[Gmsh] how to make a periodic cubic mesh

[Aleksejs Fomins]

Hi Dave,

Thanks a for your reply.

Here's my actual use case: two (or more) cuboids stacked up to form a big layered cuboid. The big cuboid should be periodic. Each intermediate surface will have a different characteristic lengthscale, and the characteristic lengthscale of the connecting surfaces should change smoothly. Can this be achieved?

Cheers,
Aleksejs

On 14.12.2016 15:29, David Colignon wrote:
>
> On 14/12/16 14:22, Aleksejs Fomins wrote:
>
>> Dear Gmsh,
>>
>> I would like to create a cubic domain with a few complicated 3D shapes inside, and produce a corresponding tetrahedral mesh.
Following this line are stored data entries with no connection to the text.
PR #898, opened 2022-08-22
Set panel focus on link to reference from sim.

microbit-robert:


src/simulator/SimulatorModules.tsx
```diff
@@ -155,6 +155,13 @@ const CollapsibleModule = ({
   const disclosure = useDisclosure();
   const intl = useIntl();
   const [, setRouterState] = useRouterState();
+  const setPanelFocus = () => {
+    const sidebarElement = document.querySelector("[aria-label='Sidebar']");
```
microbit-matt-hillsdon, line 159: Querying globally like this is fragile and presumably breaks if you change language.

I think this should be part of the navigation state.

src/workbench/SideBar.tsx
```diff
@@ -124,17 +124,26 @@ const SideBar = ({
     if (tabIndex !== -1) {
       onTabIndexChange(tabIndex);
       onSidebarExpand();
-      if (!api && !reference && !idea) {
+      if ((!api && !reference && !idea) || focusTab) {
```
microbit-robert, line 127: I don't remember why we need this -> `!api && !reference && !idea`? If we didn't do this check, we wouldn't need `focusTab`.

src/simulator/SimulatorModules.tsx
microbit-robert: Added `focusTab` to navigation state here -> [`f993ac8`](https://github.com/microbit-foundation/python-editor-next/pull/898/commits/f993ac8d7f1e320517d1ad4a94e757f16f97dfff).

src/simulator/SimulatorModules.tsx
```diff
@@ -181,9 +181,11 @@ const CollapsibleModule = ({
       {
         tab: "reference",
         reference: { id: references[id] },
+        focusTab: true,
       },
       "documentation-from-simulator"
     );
+    // setPanelFocus();
```
microbit-matt-hillsdon, line 188: ?

src/workbench/SideBar.tsx
microbit-matt-hillsdon: My initial thought is that we were attempting to leave focus management to the code that handles the anchor for a specific item. But... that code doesn't actually focus. So I'm tentatively on board with removing the guard. I'll try it out.

microbit-matt-hillsdon: Removing these breaks focusing the panel when clicking a tab.

microbit-matt-hillsdon: I've kept the focus as part of the navigation state. I've tried to switch to using the identity of the params as an indication of when a navigation has occurred so we can know it's safe to focus if requested.

microbit-matt-hillsdon:
Bug:
- Open API
- Pick section
- Attempt to collapse sidebar (fails)
- Attempt to collapse sidebar (works)

microbit-matt-hillsdon:
I gave up on trying to improve this. I really think it could be better but it's too risky for this point.

In particular it would help if tabIndex was derived from tab and sidebar visibility and perhaps if the sidebar/simulator visibility was managed by the router state. Too large a change for this point.

Minor tweak to avoid serializing "focus" in the URL.

PR #900, opened 2022-08-22
Prevent the show simulator button from stealing focus in some situations.

### LINKED ISSUE #893: Show simulator button focused when Reference opened
On small screens, if you open the Reference sidebar while the simulator is open, the simulator is closed, but the focus is moved to the 'show simulator' button instead of inside the Reference tabpanel.

microbit-robert:
Closes #893.


microbit-robert:
I don't like introducing the extra state, but can't think of an alternative way to do it without having to wait for the 'show simulator' button to be available on the page.

microbit-matt-hillsdon:
> I don't like introducing the extra state, but can't think of an alternative way to do it without having to wait for the 'show simulator' button to be available on the page.

Took me a while to understand but I think this makes sense. I think ideally they'd be the same button in the show and hide case (not tried this!) and then no special focus management would be necessary.

PR #907, opened 2022-08-23
Simulator serial tweaks.

microbit-matt-hillsdon:
- Show the hints and tips entry for sim serial, but on the menu due to
  lack of space.
- Show the expand/collapse text, but deconflict with the traceback on
  the sim due to lack of space. We decided this is important to
  understand that it is the serial area as it's otherwise unlabelled.


microbit-matt-hillsdon:
Change looks good.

The domain boundaries of the cube should be periodically conformal, e.g. each triangle on the surface with normal -x should be equivalent to a triangle on the surface with normal +x under translation along the x-axis.
>>
>> Using google I have found a solution proposed earlier on this list:
>>
>> http://onelab.info/pipermail/gmsh/2016/010305.html
>>
>> The .geo code suggested in the above link produces a conformal tetrahedral mesh of a cube using Transfinite surfaces and edges. It seems to work, but has a few problems:
>> 1) It completely ignores the value of the characteristic lengthscale variable "lc", always splitting each edge in exactly 4 parts
>> 2) The characteristic lengthscale changes depending on when index number of the Transfinite Line. Currently it is 5. If one would set it to 14, each edge would be split into exactly 25 segments. Why is that?
>
> Hi,
>
> see http://gmsh.info/doc/texinfo/gmsh.html#Structured-grids
>
> Transfinite Line { expression-list } | "*" = expression < Using Progression | Bump expression >;
>
>     Selects the lines in expression-list to be meshed with the 1D transfinite algorithm. The expression on the right hand side gives the number of nodes that will be created on the line (this overrides any other mesh element size prescription—see Specifying mesh element sizes).
>
>
> 5 nodes -> four segments
>
> Regards,
>
> Dave
>